The Village of Anmore will celebrate its newspapering pioneer, Margaret Lally “Ma” Murray, even as the newspapers she helped found no longer exist and the home in the community from which she and her husband, George, embarked together on their journalism and political careers has been demolished.
Ma Murray Day occurs Sunday, Sept. 8, from 12-4 p.m., at Spirit Park (2697 Sunnyside Rd.)
The event will include:
- BBQ and bar hosted by the Sasamat Volunteer Fire Department
- live music by the band, Double Overtime
- a market fair
- photo booth
- cake eating contest
- kids activities like pony rides, axe throwing, cornhole, giant Jenga
- a bike skills course for kids and youth
- kids bike decorating contest and parade
One resident will also receive Anmore’s Community Spirit Award in a special presentation. The award recognizes their contribution to the village’s overall sense of community or their efforts to improve safety and well-being within the village.
Margaret Lally moved from Kansas City, Missouri, to Vancouver in 1912 where she landed a job as secretary and bookkeeper at the The Chinook, a weekly newspaper started by George Murray, a former reporter from Ontario and aspiring politician.
Lally and Murray fell in love, married, moved to Anmore and launched a magazine for rural women called Country Life.
In 1933 George Murray won the provincial Liberal Party’s nomination as a candidate for Lillooet and the couple headed north where they promptly founded the Bridge River-Lillooet News and the Mines Communicator. They also started the Howe Sound Tribune in Squamish.
After George’s run in the Legislature came to an end in 1941, the Murrays headed even further north to Fort St. John and started the Alaska Highway News in 1944.
Known for her colourful wordsmithing and outspoken editorials, Ma Murray continued to publish and serve as the editor of the Lillooet News long after George’s death in 1961.
But the papers she and George Murray started didn’t have such fortitude. The last to close was the Alaska Highway News, in October, 2023, another in a growing graveyard of print publications unable to compete with the internet for readers’ attention and advertising dollars.
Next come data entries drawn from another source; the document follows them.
PR #373, opened 2020-12-21
refactor Synapse-specific code to live in synapse/store module only

sujaypatil96:
Based on a review comment in PR #353, this PR seeks to move Synapse-specific code (being used in [`get_manifest()` ](https://github.com/Sage-Bionetworks/schematic/blob/develop/schematic/manifest/generator.py#L686)), back into `synapse/store` module. For this, the [`SynapseStorage`](https://github.com/Sage-Bionetworks/schematic/blob/develop/schematic/synapse/store.py) class constructor had to be modified to be able to read from the `.synapseConfig` file (synapse configuration file as in `config.yml`). I created a separate PR to test it's downstream integration with `get_manifest()` first, before moving onto the method `submit_metadata_manifest()` as in PR #353.

### DIFF
--- a/schematic/manifest/generator.py
+++ b/schematic/manifest/generator.py
@@ -685,9 +685,6 @@ class ManifestGenerator(object):
 
             syn_store = SynapseStorage()
 
-            # determine path to the user-specified manifests folder where the manifest should be downloaded to
-            manifests_folder_path = CONFIG["synapse"]["manifest_folder"]
-
             # get manifest file associated with given dataset
             syn_id_and_path = syn_store.getDatasetManifest(datasetId=dataset_id)
 
@@ -695,7 +692,7 @@ class ManifestGenerator(object):
             if syn_id_and_path and sheet_url:
 
                 # get synapse ID manifest associated with dataset
-                manifest_data = syn_store.syn.get(syn_id_and_path[0], downloadLocation=manifests_folder_path, ifcollision="overwrite.local")
+                manifest_data = syn_store.getDatasetManifest(datasetId=dataset_id, downloadFile=True)
 
                 # get URL of an empty manifest file created based on schema component
                 empty_manifest_url = self.get_empty_manifest()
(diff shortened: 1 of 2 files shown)


schematic/synapse/store.py
```diff
@@ -65,12 +62,10 @@ def __init__(self,
...
                 print("Please enter a valid session token.")
                 return
-        elif syn: # if no token, assume a logged in synapseclient instance has been provided
-            if isinstance(syn, synapseclient.Synapse):
-                self.syn = syn
-            else:
-                print("Please make sure 'syn' argument is of type synapseclient.Synapse().")
-                return
+
+        # login using synapse credentials provided by user in .synapseConfig (default) file
```
milen-sage, line 66: Maybe I am misinterpreting the logic here, but wouldn't self.syn be always set to read from Synapse config independent of whether a token was provided (L57) or not?

Is that the desired behavior? Wouldn't we still want to support token-based login when a token is provided?
Shouldn't l67-69 be in an else branch?

sujaypatil96: Oh yes, good catch. I've moved the part that reads from the `.synapseConfig` file into an else-block.

schematic/manifest/generator.py
```diff
@@ -698,7 +695,7 @@ def get_manifest(self, dataset_id: str = None, sheet_url: bool = None, json_sche
             if syn_id_and_path and sheet_url:
 
                 # get synapse ID manifest associated with dataset
-                manifest_data = syn.get(syn_id_and_path[0], downloadLocation=manifests_folder_path, ifcollision="overwrite.local")
+                manifest_data = syn_store.syn.get(syn_id_and_path[0], downloadLocation=manifests_folder_path, ifcollision="overwrite.local")
```
milen-sage, line 698: Let's try minimizing synapse references here and work only with SynapseStorage methods; one approach
- add a boolean-flag argument to SynapseStorage's getDatasetManifest that indicates whether to fetch the manifest data or not
- if flag true, return the manifest data (e.g. instead of the synid) using the call below  
syn_store.syn.get(syn_id_and_path[0], downloadLocation=manifests_folder_path, ifcollision="overwrite.local")
--- by default the flag can be false (for backward compatibility)

That way we'll have all synapse logic encapsulated in SynapseStorage and here we'll only focus on the logic relevant for the manifest population; further that would avoid the repeating lines 698 and 710. You can still check if the manifest data is returned properly by getDatasetManifest similarly to what you do in l695 and l709.

milen-sage (changes requested):
Some comments in line

schematic/manifest/generator.py
sujaypatil96: This sounds like a good idea. I was trying to think of a [`Decorators`](https://book.pythontips.com/en/latest/decorators.html)-based approach to it. To create a decorator (maybe an `@get_manifest_data` decorator) or something, but that would be useful only to this function, not sure if any other methods could/would be decorated this way.

I've implemented the it per your recommendation above @milen-sage, which makes more sense.

milen-sage (approved):
Looks good - thanks @sujaypatil96 !
Will test some on my end.

PR #379, opened 2021-01-15
Added Nuclei Isolation as an option for scRNA-seq level 1 Single Cell…

milen-sage:
… Isolation Method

According to the Local News Research Project, between 2008 and August 1 of this year, 525 local news outlets across Canada — most of them community newspapers — have closed, leaving many of the 347 communities they served bereft of independent, impartial reporting of civic affairs and local happenings.
The Murray’s home in Anmore suffered a similar fate.
While the cedar-shingled structure served as the Village Hall for several years, water damage and mould took a toll, forcing Anmore to move its civic offices into temporary trailers until a permanent structure was finally opened earlier this year.
Efforts to restore and preserve the century-old home, as well as some of its artifacts from the Murrays’ newspapering exploits, like an old type-setting machine, failed to gain enough traction or funding, and it was demolished in 2018.
• Community organizations, artisans, artists and businesses wishing to operate a booth in the market fair at Ma Murray Day have until Aug. 30 to register their intent.